[Collected data entries]

====

PR #3049, opened 2019-08-16
Improve protocol-level handshaking protocol

nbougalis:
This commit restructures the HTTP based protocol negotiation that `rippled` executes and introduces support for negotiation of compression for peer links which, if implemented, should result in significant bandwidth savings for some server roles.

This commit also introduces the new `[network_id]` configuration option that administrators can use to specify which network the server is part of and intends to join. This makes it possible for servers from different networks to drop the link early.

The changeset also improves the log messages generated when negotiation of a peer link upgrade fails. In the past, no useful information would be logged, making it more difficult for admins to troubleshoot errors.


nbougalis:
@MarkusTeufelberger, I would appreciate a review from you as well, since this also serves to correct several issues you've previously identified or mentioned in passing, including updating documentation.

src/ripple/overlay/impl/ProtocolMessage.h
```diff
@@ -106,80 +214,102 @@ std::pair <std::size_t, boost::system::error_code>
...
         return result;
 
-    if (bs > Message::kMaxMessageSize)
+    /** The largest size that a message can be.
+
+        Sending a message whose size exceeds this may result in the connection
+        being dropped. A larger message size may be supported in the future or
+        negotiated as part of a protocol upgrade.
+    */
+    static std::size_t constexpr kMaxMessageSize = 64 * 1024 * 1024;
```
MarkusTeufelberger: Wasn't there something about support for `64MB` or `64 MiB` or `megabytes(64)` or so?

src/ripple/overlay/README.md
```diff
@@ -128,17 +111,21 @@ Content-Type: application/json
...
-    list of at least one element where each element is of the form "RTXP/"
-    followed by the dotted major and minor protocol version number. For
-    responses the value must be a single element matching one of the elements
-    provided in the corresponding request field. If the server does not
-    understand any of the requested protocols, the request is rejected.
+    list of at least one element where each element is of the form "XRPL/"
+    followed by a dotted major and minor protocol version number, where the
+    major number is greater than or equal to 2 and the minor is greater than
+    or equal to 0. The legacy version "RTXP/1.2" is also supported at this time
+    and is an alias for "XRPL/2.0". For responses the value **MUST** be a _single
```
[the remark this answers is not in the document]
nbougalis: It doesn't change any message types: what's removed was already not used (or in the case of `TMHello` message, used only internally).

src/ripple/overlay/README.md
```diff
@@ -147,41 +134,128 @@ Content-Type: application/json
...
+    The value is a 32-bit unsigned integer. The following well-known values are
+    in use:
+
+    - **0**: The "main net"
+    - **1**: The Ripple-operated [Test Net](https://xrpl.org/xrp-test-net-faucet.html).
+
+* `Network-Time`
+
+    If present, reports the current [time](https://xrpl.org/basic-data-types.html#specifying-time)
+    according to the other endpoint's internal clock.
```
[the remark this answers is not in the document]
nbougalis: The relevant context here is whether you're the *sending* or *receiving* the field. If you're sending, it's your clock. If you're receiving, it's the sender's clock. I'll ask @mDuo13 to help refine the wording here.

src/ripple/overlay/README.md
```diff
@@ -147,41 +134,128 @@ Content-Type: application/json
...
+    [parallel networks](https://xrpl.org/parallel-networks.html) the sending
+    server is joined.
+
+    The value is a 32-bit unsigned integer. The following well-known values are
+    in use:
+
+    - **0**: The "main net"
+    - **1**: The Ripple-operated [Test Net](https://xrpl.org/xrp-test-net-faucet.html).
+
+* `Network-Time`
```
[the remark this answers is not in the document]
nbougalis: It's optional. You can't really make it mandatory (it would break everyone!) and it can _only_ result in refused connections if both servers have a configured value and the values don't match.

src/ripple/overlay/README.md
```diff
@@ -147,41 +134,128 @@ Content-Type: application/json
...
+
+    If present, reports the current [time](https://xrpl.org/basic-data-types.html#specifying-time)
```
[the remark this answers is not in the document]
nbougalis: It's an unsigned integer. There's no floating time. That's just crazy talk! :sweat_smile:

src/ripple/overlay/README.md
```diff
@@ -147,41 +134,128 @@ Content-Type: application/json
...
+    The hash is encoded using **Base64** encoding, but a future release of the
+    software will switch to supporting hexadecimal encoding.
 
 * `Crawl` (optional)
 
     If present, and the value is "public" then neighbors will report the IP
     address to crawler requests. If absent, neighbor's default behavior is to
     not report IP addresses.
 
+* `Closed-Ledger` (optional)
```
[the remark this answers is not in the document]
nbougalis: Well, the handshake happens every time you get a new connection. I guess we could send a full ledger header, but I'm not sure it really helps very much. There's nothing that the server could do with that value at this time anyways.

src/ripple/overlay/README.md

====

• [WHAT THIS TASK INVOLVES] What is needed is a verbatim copy of the data, complete from first line to last.

• [RESPONSE BELOW]
PR #3049, opened 2019-08-16
Improve protocol-level handshaking protocol

nbougalis:
This commit restructures the HTTP based protocol negotiation that `rippled` executes and introduces support for negotiation of compression for peer links which, if implemented, should result in significant bandwidth savings for some server roles.

This commit also introduces the new `[network_id]` configuration option that administrators can use to specify which network the server is part of and intends to join. This makes it possible for servers from different networks to drop the link early.

The changeset also improves the log messages generated when negotiation of a peer link upgrade fails. In the past, no useful information would be logged, making it more difficult for admins to troubleshoot errors.


nbougalis:
@MarkusTeufelberger, I would appreciate a review from you as well, since this also serves to correct several issues you've previously identified or mentioned in passing, including updating documentation.

src/ripple/overlay/impl/ProtocolMessage.h
```diff
@@ -106,80 +214,102 @@ std::pair <std::size_t, boost::system::error_code>
...
         return result;
 
-    if (bs > Message::kMaxMessageSize)
+    /** The largest size that a message can be.
+
+        Sending a message whose size exceeds this may result in the connection
+        being dropped. A larger message size may be supported in the future or
+        negotiated as part of a protocol upgrade.
+    */
+    static std::size_t constexpr kMaxMessageSize = 64 * 1024 * 1024;
```
MarkusTeufelberger: Wasn't there something about support for `64MB` or `64 MiB` or `megabytes(64)` or so?

src/ripple/overlay/README.md
```diff
@@ -128,17 +111,21 @@ Content-Type: application/json
...
-    list of at least one element where each element is of the form "RTXP/"
-    followed by the dotted major and minor protocol version number. For
-    responses the value must be a single element matching one of the elements
-    provided in the corresponding request field. If the server does not
-    understand any of the requested protocols, the request is rejected.
+    list of at least one element where each element is of the form "XRPL/"
+    followed by a dotted major and minor protocol version number, where the
+    major number is greater than or equal to 2 and the minor is greater than
+    or equal to 0. The legacy version "RTXP/1.2" is also supported at this time
+    and is an alias for "XRPL/2.0". For responses the value **MUST** be a _single
```
[the remark this answers is not in the document]
nbougalis: It doesn't change any message types: what's removed was already not used (or in the case of `TMHello` message, used only internally).

src/ripple/overlay/README.md
```diff
@@ -147,41 +134,128 @@ Content-Type: application/json
...
+    The value is a 32-bit unsigned integer. The following well-known values are
+    in use:
+
+    - **0**: The "main net"
+    - **1**: The Ripple-operated [Test Net](https://xrpl.org/xrp-test-net-faucet.html).
+
+* `Network-Time`
+
+    If present, reports the current [time](https://xrpl.org/basic-data-types.html#specifying-time)
+    according to the other endpoint's internal clock.
```
[the remark this answers is not in the document]
nbougalis: The relevant context here is whether you're the *sending* or *receiving* the field. If you're sending, it's your clock. If you're receiving, it's the sender's clock. I'll ask @mDuo13 to help refine the wording here.

src/ripple/overlay/README.md
```diff
@@ -147,41 +134,128 @@ Content-Type: application/json
...
+    [parallel networks](https://xrpl.org/parallel-networks.html) the sending
+    server is joined.
+
+    The value is a 32-bit unsigned integer. The following well-known values are
+    in use:
+
+    - **0**: The "main net"
+    - **1**: The Ripple-operated [Test Net](https://xrpl.org/xrp-test-net-faucet.html).
+
+* `Network-Time`
```
[the remark this answers is not in the document]
nbougalis: It's optional. You can't really make it mandatory (it would break everyone!) and it can _only_ result in refused connections if both servers have a configured value and the values don't match.

src/ripple/overlay/README.md
```diff
@@ -147,41 +134,128 @@ Content-Type: application/json
...
+
+    If present, reports the current [time](https://xrpl.org/basic-data-types.html#specifying-time)
```
[the remark this answers is not in the document]
nbougalis: It's an unsigned integer. There's no floating time. That's just crazy talk! :sweat_smile:

src/ripple/overlay/README.md
```diff
@@ -147,41 +134,128 @@ Content-Type: application/json
...
+    The hash is encoded using **Base64** encoding, but a future release of the
+    software will switch to supporting hexadecimal encoding.
 
 * `Crawl` (optional)
 
     If present, and the value is "public" then neighbors will report the IP
     address to crawler requests. If absent, neighbor's default behavior is to
     not report IP addresses.
 
+* `Closed-Ledger` (optional)
```
[the remark this answers is not in the document]
nbougalis: Well, the handshake happens every time you get a new connection. I guess we could send a full ledger header, but I'm not sure it really helps very much. There's nothing that the server could do with that value at this time anyways.

src/ripple/overlay/README.md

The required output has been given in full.